Azeenarh Mohammed, a 32-year old lawyer, worked with hundreds of gay Nigerian women for the Heinrich Böll Stiftung Foundation in Abuja. She says relationships are rare. “Firstly, people have internalised homophobia, so they say to themselves ‘Oh, this is just a phase for me, I’ll grow out of it, get married and have children.’ It takes some people a while to accept themselves.
“Then you also have this pressure on women to marry by a certain age. Men really experience violent homophobia here, but I’d say a key difference for women is that, because of our patriarchal structures, women are easier to control or dominate. Men still have a greater freedom to be independent and find themselves.”
Mohammed is one of the few gay women now living openly in Nigeria. “You live life here as a gay person, knowing that there is no future in Nigeria if you want to live an open life, but I really wanted to change that.
“For every 10 gay women in Nigeria, seven want to leave eventually and go abroad. But I came back because this was something I want to fight to change.”

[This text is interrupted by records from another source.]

Issue #3709, opened 2025-04-30
ssh passphrase prompt not showing when installing ssh dependency


Ehab-Ibrahim:
### Checks

- [x] I have checked that this issue has not already been reported.

- [x] I have confirmed this bug exists on the [latest version](https://github.com/prefix-dev/pixi/releases) of pixi, using `pixi --version`.

### Reproducible example

pyproject:
```toml
# pyproject.toml
[project]
name = "foo"
# Add a dependency using SSH URL
dependencies = [
  "pytest @ git+ssh://git@github.com:pytest-dev/pytest.git",
]
```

In 2011, shortly after the Same Sex Marriage Prohibition Bill was passed by Nigeria’s Senate, Mohammed spoke at a hearing in the National Assembly. The legislators and senators were expecting a speech on the environment; Mohammed instead spoke on gay rights. “They were quite shocked, as you can imagine. Afterwards, some said the bill was already passed so we should move on, others were calling for me to be arrested for being gay. But I know my rights, being gay is not yet illegal in Nigeria.”